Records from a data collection
• • •

PR #6637, opened 2026-09-07
[Phonological Tokenizer 1/7] Add differentiable k-means and tokenizer class

ondatk68:
## What did you change?

This is 1/7 of a series of PRs related to the Phonological Tokenizer. 
This PR covers the implementation of differentiable k-means and tokenizer.

**Implementation files**

| File | Role |
|---|---|
| `espnet2/tok/output.py` | Defines the tokenizer output.|
| `espnet2/tok/quantizer/abs_quantizer.py` | Defines `AbsSpeechTokenizerQuantizer`to support potential discretization methods other than differentiable k-means in the future. |
| `espnet2/tok/quantizer/differentiable_kmeans.py` | Implements `DifferentiableKMeans`. |
| `espnet2/tok/tokenizer.py` | Defines a `SpeechTokenizer` consisting of a frontend and a quantizer. The frontend is expected to use S3PRL specified through the ASR frontend, while the quantizer is expected to use differentiable k-means. Also supports freezing the tokenizer during the early stage of training, where only the downstream ASR and vocoder are trained.|

**Test files**

| File | Role |
|---|---|
| `test/espnet2/tok/quantizer/test_differentiable_kmeans.py` | Tests centroid loading, nearest-centroid encoding, padding masks, hard assignments and gradient propagation, feature-dimension validation, temperature behavior, and both distance types. |
| `test/espnet2/tok/test_tokenizer.py` | Tests frontend/quantizer composition and the transition from frozen tokenization to trainable tokenization. |

**Package initialization files**

| File | Role |
|---|---|
| `espnet2/tok/__init__.py` | Declares the speech tokenizer package. |
| `espnet2/tok/quantizer/__init__.py` | Declares the speech quantizer package. |
| `test/espnet2/tok/__init__.py` | Declares the speech tokenizer test package. |
| `test/espnet2/tok/quantizer/__init__.py` | Declares the quantizer test package. |

---

Joint optimization of a speech frontend and downstream objectives requires discrete assignments that preserve a gradient path. 

---

## Is your PR small enough?

yes

---

### DIFF
--- a/espnet2/tok/__init__.py
+++ b/espnet2/tok/__init__.py
@@ -1,0 +1,1 @@
+"""Trainable speech tokenizers and their auxiliary objectives."""
--- a/espnet2/tok/output.py
+++ b/espnet2/tok/output.py
@@ -1,0 +1,28 @@
+"""Shared output types for trainable speech tokenizers."""
+
+from dataclasses import dataclass
+from typing import Optional
+
+import torch
+
+
+@dataclass
+class SpeechTokenizerOutput:
+    """Outputs of a trainable speech tokenizer.
+
+    Args:
+        continuous: Continuous frontend features of shape ``(B, T, D)``.
+        assignment: Hard straight-through cluster assignments of shape
+            ``(B, T, K)``.  The forward values are one-hot during training,
+            while gradients propagate through their soft counterparts.
+        token_ids: Integer cluster indices of shape ``(B, T)``.
+        lengths: Valid token lengths of shape ``(B,)``.
+        soft_assignment: Optional soft cluster assignments of shape
+            ``(B, T, K)`` for analysis and auxiliary regularization.
+    """
+
+    continuous: torch.Tensor
+    assignment: torch.Tensor
+    token_ids: torch.Tensor
+    lengths: torch.Tensor
+    soft_assignment: Optional[torch.Tensor] = None
--- a/espnet2/tok/quantizer/__init__.py
+++ b/espnet2/tok/quantizer/__init__.py
@@ -1,0 +1,1 @@
+"""Quantizers for trainable speech tokenization."""
--- a/espnet2/tok/quantizer/abs_quantizer.py
+++ b/espnet2/tok/quantizer/abs_quantizer.py
@@ -1,0 +1,36 @@
+"""Abstract interface for speech-tokenizer quantizers."""
+
+from abc import ABC, abstractmethod
+
+import torch
+
+from espnet2.tok.output import SpeechTokenizerOutput
+
+
+class AbsSpeechTokenizerQuantizer(torch.nn.Module, ABC):
+    """Define the common contract for differentiable speech quantizers.
+
+    Implementations are expected to provide differentiable assignments for
+    training, hard integer token IDs for inference, and the corresponding
+    sequence lengths.
+    """
+
+    @property
+    @abstractmethod
+    def num_clusters(self) -> int:
+        """Return the number of discrete clusters."""
+        raise NotImplementedError
+
+    @abstractmethod
+    def forward(
+        self, features: torch.Tensor, feature_lengths: torch.Tensor
+    ) -> SpeechTokenizerOutput:
+        """Quantize continuous features with a differentiable assignment."""
+        raise NotImplementedError
+
+    @abstractmethod
+    def encode(
+        self, features: torch.Tensor, feature_lengths: torch.Tensor
+    ) -> SpeechTokenizerOutput:
+        """Quantize continuous features deterministically."""
+        raise NotImplementedError
--- a/espnet2/tok/quantizer/differentiable_kmeans.py
+++ b/espnet2/tok/quantizer/differentiable_kmeans.py
@@ -1,0 +1,226 @@
+"""Differentiable k-means quantization."""
+
+from pathlib import Path
+from typing import Union
+
+import joblib
+import numpy as np
+import torch
+import torch.nn.functional as F
+from typeguard import typechecked
+
+from espnet2.tok.output import SpeechTokenizerOutput
+from espnet2.tok.quantizer.abs_quantizer import (
+    AbsSpeechTokenizerQuantizer,
+)
+
+
+class DifferentiableKMeans(AbsSpeechTokenizerQuantizer):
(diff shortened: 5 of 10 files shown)


sw005320 (commented):
Thanks @ondatk68 — the abstraction is clean, the `SpeechTokenizerOutput` dataclass documents its shapes properly, and separating `forward` (differentiable) from `encode` (deterministic) on the quantizer contract is the right split for what this needs to do. Splitting the work into seven PRs is appreciated.

Two things are worth settling now rather than after the remaining six land, because both are about where this code sits relative to what espnet2 already has, and that gets expensive to move later.

## 1. Say in the code why this is not the codec task

The first question any reviewer will ask is why a new quantizer hierarchy exists when `espnet2/gan_codec/` already has one. I went through it, and I think you are right to keep this separate — but nothing in the PR says so, so the question will keep being asked.

The argument, as far as I can reconstruct it: `AbsGANCodec` makes `decode()` abstract (`espnet2/gan_codec/abs_gan_codec.py:39`), and `ResidualVectorQuantizer` pairs `encode` with `decode` (`residual_vq.py:130,147`) because a codec is an autoencoder — waveform in, waveform out, trained with reconstruction and adversarial losses. `SpeechTokenizer` has no decoder, no reconstruction objective and no discriminator; it consumes an `AbsFrontend` and emits units for a downstream ASR and vocoder. Folding it into `gan_codec` would force a meaningless `decode()`.

Could you put that in the `espnet2/tok/__init__.py` or `AbsSpeechTokenizerQuantizer` docstring, in a sentence or two? Something that names `gan_codec` explicitly and says what makes this different. `abs_quantizer.py`'s docstring currently motivates the abstraction ("support potential discretization methods other than differentiable k-means") but not its existence alongside the codec one.

## 2. The relationship to the existing tokenizer classes needs sorting out

This is the one I would like resolved before PR 2. There are now going to be several things in espnet2 called a tokenizer, and the boundaries are not obvious from the names.

**`espnet2/speechlm/tokenizer/abs_tokenizer.py`** — `AbsTokenizer`, whose docstring describes the opposite direction from yours: "transform the LM-generated tokens into the corresponding targets. E.g., Speech Codec codes -> waveform". Its `forward` is decorated `@torch.no_grad()`. So on paper it is a de-tokenizer, and gradient flow — the entire point of your class — is explicitly excluded. That is a real distinction, and it is worth stating.

**`espnet2/beats/audio_tokenizer.py:34`** — but `AudioTokenizer` subclasses that same `AbsTokenizer` and goes the *other* way: `encode(wavs, wav_lens)` returns `(codes, code_lengths)` (`:105`). Same direction as yours, and almost the same output shape as your `token_ids` plus `lengths`. So the existing base class is already being used for both directions, which weakens the "different direction" defence.

**`espnet2/beats/tokenizer.py:62`** — `BeatsTokenizer` is the closest existing analogue by role: an SSL encoder followed by a `NormEMAVectorQuantizer` with `kmeans_init=True` (`:93`), exposing `encode()` that returns quantized features plus indices (`:130,149`). Encoder plus k-means-initialised quantizer producing discrete units is, structurally, what `SpeechTokenizer` does. The novelty in your work is that the assignment stays differentiable — which is a real difference, not a cosmetic one, but it is a difference in one property rather than in kind.

I am not asking you to inherit from any of these. Straight-through assignments with a trainable frontend genuinely do not fit a `@torch.no_grad()` base class, and I would rather have a clean hierarchy than a forced one. What I would like is for the PR to answer, in the code:

- Why `AbsSpeechTokenizerQuantizer` does not extend or replace `speechlm.tokenizer.AbsTokenizer`.
- How a user picks between `SpeechTokenizer`, `AudioTokenizer` and `BeatsTokenizer`. Right now three classes with near-identical names take audio and return discrete units, and nothing tells you which to reach for.
- Whether `BeatsTokenizer` could eventually be expressed as an `AbsSpeechTokenizerQuantizer` implementation, or whether the two stay separate permanently. Not a request to do it in this PR — but if the answer is "they converge later," the abstraction should be shaped for that now, and if it is "never," a comment saying so saves the next person the investigation.

A short "Relation to existing tokenizers" section in the PR description would cover the reviewing side, and one or two docstring sentences would cover the reader who arrives at the file cold in six months.

## Smaller

`SpeechTokenizer.__init__` reaches for the quantizer's feature dimension with `getattr(quantizer, "feature_dim", None)`, twice, including in the error message. Since every implementation must have it for that check to be meaningful, making `feature_dim` an abstract property on `AbsSpeechTokenizerQuantizer` — as `num_clusters` already is — would turn a silent `None` mismatch into a clear contract violation at class definition time.

sw005320:
@ondatk68, please reflect the review comments by me and [coderabbitai](https://github.com/apps/coderabbitai)

ondatk68:
Thank you for the review. I pushed four focused commits:

1. https://github.com/ondatk68/espnet/commit/3ce88b2b9451d75fd214d6bb98dbe419c7471d11 validates feature-length dtype and `[0, T]` bounds in both training and deterministic encoding, with boundary tests.
2. https://github.com/ondatk68/espnet/commit/5400582f9f74f0f9037e4055bcc530c8d121eef4 makes `feature_dim` part of the abstract quantizer contract.
3. https://github.com/ondatk68/espnet/commit/587575109826850a99c85c0deea4cb7453ed11f2 documents why `SpeechTokenizer` does not implement the waveform-decoding `AbsGANCodec` interface.
4. https://github.com/ondatk68/espnet/commit/2b8684f3e291d34b790d8c61e294ba400af56427 documents how the SpeechLM, AudioTokenizer, and BEATs classes differ, and adds an optional quantized-feature output for future VQ-style training.

I think ``BeatsTokenizer`` could also be reproduced using ``SpeechTokenizer`` by using ``BeatsEncoder`` as the frontend and ``quantize_layer`` and ``NormEMAVectorQuantizer`` as the quantizer. Since ``BeatsTokenizer`` is not implemented as an ``AbsFrontend``, some additional modifications would likely be required, though.

However, ``BeatsTokenizer`` was originally designed for BEATs pretraining, and its training objective is quite different. Therefore, I do not think there is a strong need to unify ``BeatsTokenizer`` and ``SpeechTokenizer``.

• • •

(PROBLEM STATEMENT)
Report each line above containing the string "None".

(SOLUTION TO THIS TASK)
+    soft_assignment: Optional[torch.Tensor] = None
`SpeechTokenizer.__init__` reaches for the quantizer's feature dimension with `getattr(quantizer, "feature_dim", None)`, twice, including in the error message. Since every implementation must have it for that check to be meaningful, making `feature_dim` an abstract property on `AbsSpeechTokenizerQuantizer` — as `num_clusters` already is — would turn a silent `None` mismatch into a clear contract violation at class definition time.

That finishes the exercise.